** Opening PROVIDED RECORDS block **
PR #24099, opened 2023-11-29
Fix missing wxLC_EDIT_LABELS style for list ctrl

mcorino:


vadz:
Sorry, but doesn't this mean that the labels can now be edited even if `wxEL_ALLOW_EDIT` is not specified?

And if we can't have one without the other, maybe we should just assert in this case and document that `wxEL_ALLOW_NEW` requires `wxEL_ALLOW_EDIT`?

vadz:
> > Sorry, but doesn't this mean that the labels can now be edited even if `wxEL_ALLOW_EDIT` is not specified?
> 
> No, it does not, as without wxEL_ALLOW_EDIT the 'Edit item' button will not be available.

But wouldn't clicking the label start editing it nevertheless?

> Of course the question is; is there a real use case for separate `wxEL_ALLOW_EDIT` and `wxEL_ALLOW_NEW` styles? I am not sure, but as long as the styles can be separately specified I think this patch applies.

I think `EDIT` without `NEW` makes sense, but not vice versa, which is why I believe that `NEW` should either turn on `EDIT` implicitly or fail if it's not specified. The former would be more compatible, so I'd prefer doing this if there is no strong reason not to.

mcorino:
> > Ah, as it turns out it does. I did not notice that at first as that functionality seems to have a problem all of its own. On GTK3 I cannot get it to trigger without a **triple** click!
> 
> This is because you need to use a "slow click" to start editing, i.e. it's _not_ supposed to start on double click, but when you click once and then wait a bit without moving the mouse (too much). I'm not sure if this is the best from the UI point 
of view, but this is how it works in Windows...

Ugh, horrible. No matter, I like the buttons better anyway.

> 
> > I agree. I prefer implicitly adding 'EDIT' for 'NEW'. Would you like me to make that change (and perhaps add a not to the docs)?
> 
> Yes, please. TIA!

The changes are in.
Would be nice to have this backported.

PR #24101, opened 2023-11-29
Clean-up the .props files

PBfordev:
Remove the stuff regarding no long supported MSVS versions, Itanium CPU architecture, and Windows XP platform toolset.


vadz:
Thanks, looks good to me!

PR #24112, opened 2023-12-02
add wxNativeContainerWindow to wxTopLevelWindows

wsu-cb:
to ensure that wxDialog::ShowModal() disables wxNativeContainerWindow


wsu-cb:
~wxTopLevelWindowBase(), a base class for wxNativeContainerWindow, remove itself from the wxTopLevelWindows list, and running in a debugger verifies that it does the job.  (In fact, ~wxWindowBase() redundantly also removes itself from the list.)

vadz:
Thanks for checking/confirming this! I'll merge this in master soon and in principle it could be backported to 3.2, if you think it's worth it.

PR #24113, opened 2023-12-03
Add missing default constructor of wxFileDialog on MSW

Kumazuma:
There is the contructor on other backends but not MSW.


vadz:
** Closing PROVIDED RECORDS block **
** Opening PROVIDED RECORDS block **
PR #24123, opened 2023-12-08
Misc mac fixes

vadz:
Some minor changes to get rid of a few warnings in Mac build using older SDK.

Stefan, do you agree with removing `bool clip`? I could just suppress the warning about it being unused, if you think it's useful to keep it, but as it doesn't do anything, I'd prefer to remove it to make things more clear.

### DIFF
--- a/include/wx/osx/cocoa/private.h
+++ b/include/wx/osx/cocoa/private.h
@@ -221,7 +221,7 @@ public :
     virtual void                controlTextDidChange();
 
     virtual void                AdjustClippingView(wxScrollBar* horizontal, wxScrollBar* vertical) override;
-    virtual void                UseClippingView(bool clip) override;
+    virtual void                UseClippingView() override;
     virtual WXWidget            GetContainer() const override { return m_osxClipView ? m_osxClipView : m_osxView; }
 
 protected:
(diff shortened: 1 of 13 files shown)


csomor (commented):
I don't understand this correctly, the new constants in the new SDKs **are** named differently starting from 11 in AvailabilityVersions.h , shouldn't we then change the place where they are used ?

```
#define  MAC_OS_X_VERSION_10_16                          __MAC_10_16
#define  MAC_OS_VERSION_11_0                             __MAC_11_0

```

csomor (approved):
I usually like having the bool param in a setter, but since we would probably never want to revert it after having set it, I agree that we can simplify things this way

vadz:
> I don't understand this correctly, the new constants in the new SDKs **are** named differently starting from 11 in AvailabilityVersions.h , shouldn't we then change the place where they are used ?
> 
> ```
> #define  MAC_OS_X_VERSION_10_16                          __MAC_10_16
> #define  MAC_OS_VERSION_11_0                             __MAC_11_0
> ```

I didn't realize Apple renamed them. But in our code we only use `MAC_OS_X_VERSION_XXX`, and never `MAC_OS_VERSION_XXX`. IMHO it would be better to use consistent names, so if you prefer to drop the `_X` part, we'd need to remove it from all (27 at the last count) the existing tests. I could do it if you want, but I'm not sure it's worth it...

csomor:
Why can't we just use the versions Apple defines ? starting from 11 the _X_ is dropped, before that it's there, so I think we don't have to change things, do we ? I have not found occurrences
** Closing PROVIDED RECORDS block **
TASK ITEM —
Could you count how many lines of the listing above contain the word "backported" and give only that number?

SOLUTION —
2